# [Work instruction]
Copy out, from the data below, each line in which the word "that" occurs.

# [Data section]
PR #139, opened 2016-03-14
Quotes around nucleotides in Variant representation

iskandr:
Instead of representing empty strings with `.`, instead using single quotes around all string fields of a `Variant`. This brings us closer to having a string representation of a variant which can be evaluated by Python to get back to the same object (the reference name isn't quite there). 

Also, got rid of `Variant.preserves_reading_frame` since I've come around to @arahuja's opinion that this is a confusing property.

---
This change is [Review on Reviewable](https://reviewable.io/reviews/hammerlab/varcode/139)

### DIFF
--- a/varcode/variant.py
+++ b/varcode/variant.py
@@ -711,11 +711,3 @@ class Variant(object):
     def is_indel(self):
         """Is this variant either an insertion or deletion?"""
         return self.is_insertion or self.is_deletion
-
-    @property
-    def preserves_reading_frame(self):
-        """
-        If this variant occurs in the coding region of a gene, would it
-        prerseve the ORF or create a frameshift mutation?
-        """
-        return (len(self.alt) - len(self.ref)) % 3 == 0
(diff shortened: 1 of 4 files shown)


varcode/variant.py
```diff
@@ -180,11 +180,11 @@ def reference_name(self):
         return self.ensembl.reference_name
 
     def __str__(self):
-        return "Variant(contig=%s, start=%d, ref=%s, alt=%s, reference_name=%s)" % (
+        return "Variant(contig='%s', start=%d, ref='%s', alt='%s', reference_name='%s')" % (
             self.contig,
             self.start,
-            self.ref if self.ref else ".",
-            self.alt if self.alt else ".",
+            self.ref,
```
arahuja: does this need to check for ref or alt being `None` or does that never happen?

arahuja:
LGTM, one question on whether the alt/ref should still be explicitly set as empty string

varcode/variant.py
iskandr: We check the length of both `alt` and `ref` in the initializer so I don't think it's possible for them to be `None` in a constructed `Variant`.

PR #140, opened 2016-03-29
Preserve contig name

iskandr:
Added option to preserve user-supplied contig name, so we don't always assume we should be e.g. capitalizing the chromosome and trimming the 'chr' prefix.

---
This change is [Reviewable](https://reviewable.io/reviews/hammerlab/varcode/140)


tavinathanson:
LGTM, but the naming is a little wonky IMO. What about `normalize_contigs=True` by default and optionally `False`?

iskandr:
@tavinathanson I wasn't sure what to name it since the most obvious name, `normalize_contig_name` was already taken by the imported function. I guess `normalize_contigs` is OK but I'm a little confused by the plural `s` at the end.

iskandr:
Ah, just realized the normalization function is called `normalize_chromosome`, so going with `normalize_contig_name` as the parameter.

PR #145, opened 2016-04-22
Parse and expose sample info, including for multisample VCFs

### LINKED ISSUE #30: Attach genotypes and other sample information to Variants

### LINKED ISSUE #96: Is a VariantCollection single sample or multiple samples?
If it's multiple samples - where's the best place to save the SampleId - right now unless I set `distinct=True` it would throw out repeated varaints?

timodonnell:
Add per-sample info to vcf loading. Works the same whether you use `load_vcf`
or `load_vcf_fast`.

The VariantCollection.metadata entry for each variant now includes a
`sample_info` entry, which maps samples names to a dict of pyvcf-parsed
per-sample attributes for that sample.

I think this takes care of the "support multisample vcf" issues. Summary is:

 * a `VariantCollection` is multisample: it contains whatever variants were in your VCF
 * the `VariantCollection.metadata` dict includes per-sample info (as well as across-sample info from the INFO column and filters, etc.)
 * if you care about what sample a variant was "called" in, it is left to the user to look at the genotype and decide what to do. For most VCFs this will be available in `VariantCollection.metadata[variant]['sample_info']['GT']` and the value '0/0' means no-call and anything else means there was a call. We don't assume anything about this field here though (similarly to pyvcf).

Closes #96 . Closes #30 .

---
This change is [Reviewable](https://reviewable.io/reviews/hammerlab/varcode/145)

### DIFF
--- a/test/test_vcf.py
+++ b/test/test_vcf.py
@@ -78,7 +78,8 @@ def test_pandas_and_pyvcf_implementations_equivalent():
         {'path': data_path("multiallelic.vcf")},
         {'path': data_path("mutect-example.vcf")},
         {'path': data_path("strelka-example.vcf")},
-        {'path': data_path("mutect-example-headerless.vcf"), 'genome': cached_release(75)},
+        {'path': data_path("mutect-example-headerless.vcf"),
+            'genome': cached_release(75)},
     ]
     if RUN_TESTS_REQUIRING_INTERNET:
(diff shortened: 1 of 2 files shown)


iskandr:
It's a little confusing but that's probably unavoidable complexity. Otherwise LGTM.

Issue #142, opened 2016-04-18
Change meaning of ref and alt fields


iskandr:
Currently `variant.ref` and `variant.alt` don't contain any shared prefix or suffix. This confuses user since they expect whatever values passed in for these fields to be unchanged. 

Breaking change: rename the current `ref` and `alt` fields to `trimmed_ref` and `trimmed_alt` and get rid of `original_ref` and `original_alt`.

PR #146, opened 2016-04-25
Fix variant pickling

tavinathanson:
Pickle the original `ref`/`alt`/`start` vs. the normalized values. This allows for all to be present in the reconstituted object.

This is related to, but shouldn't need to wait for, https://github.com/hammerlab/varcode/issues/142

---
This change is [Reviewable](https://reviewable.io/reviews/hammerlab/varcode/146)

### DIFF
--- a/varcode/variant.py
+++ b/varcode/variant.py
@@ -234,6 +234,9 @@ class Variant(object):
             self.end,
             self.ref,
             self.alt,
+            self.original_start,
+            self.original_ref,
+            self.original_alt,
             self.ensembl.release)
 
     def __eq__(self, other):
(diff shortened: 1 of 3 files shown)


varcode/variant.py
```diff
@@ -248,18 +251,18 @@ def __eq__(self, other):
...
+        # When pickle.load'ing, we want the original values vs. the normalized values.
+        # Normalization will happen upon object creation.
+        return [self.contig, self.original_start, self.original_ref, self.original_alt, self.ensembl.release]
 
     def __setstate__(self, fields):
-        # This field require special logic.
-        self.ensembl = cached_release(fields.pop("release"))
+        # Special logic needed for JSON serialization, since EnsemblRelease
+        # is not JSON serializable.
+        # TODO: this does not work for Genome objects; only EnsemblRelease.
```
iskandr: How much more work would it be to get this working with arbitrary Genome objects?

varcode/variant.py
```diff
@@ -248,18 +251,18 @@ def __eq__(self, other):
...
+        ensembl = cached_release(fields.pop())
```
iskandr: This looks like it's always going to return a human reference (even if the original was mm10). Maybe worth adding a test with a mouse genome?

varcode/variant.py
tavinathanson: Not sure the best way to do that. I imagine we'd need to add JSON serialization for a lot of different classes. (Pickling already works with `Genome` objects.)

I figured I'd limit this PR to fixing one clear bug: original values weren't being reconstituted.

varcode/variant.py
tavinathanson: Agreed, that seems like a problem; mind if I create a separate issue since it's an old bug that isn't introduced here?

iskandr: Sure, go for it.

tavinathanson:
@iskandr Good to merge?

PR #149, opened 2016-05-11
Use versioneer to manage version number

arahuja:
I wanted to add this to this repository as right now master and pypi both have varcode==0.4.2 but different commits.  The last PR #148 is needed for some fixes but unreleased (as there was no version bump).

This uses versioneer to manage the version, and the current version (in this branch) would be 
```
>>> varcode.__version__
'v0.4.2+27.g165ef5f'
```

This also changes Travis to release on tags only, but a new tag can be added with
```
git tag <version>
git push --tags
```
In the `setup.cfg` I set `tag_prefix='v'` as for the one release now there is a `v` prefix.

In the second commit, I added a `CHANGELOG.md` generated automatically by `github_changelog_generator`.

---
This change is [Reviewable](https://reviewable.io/reviews/hammerlab/varcode/149)


iskandr:
LGTM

# [Completed task]
Also, got rid of `Variant.preserves_reading_frame` since I've come around to @arahuja's opinion that this is a confusing property.
arahuja: does this need to check for ref or alt being `None` or does that never happen?
per-sample attributes for that sample.
It's a little confusing but that's probably unavoidable complexity. Otherwise LGTM.
tavinathanson: Not sure the best way to do that. I imagine we'd need to add JSON serialization for a lot of different classes. (Pickling already works with `Genome` objects.)
tavinathanson: Agreed, that seems like a problem; mind if I create a separate issue since it's an old bug that isn't introduced here?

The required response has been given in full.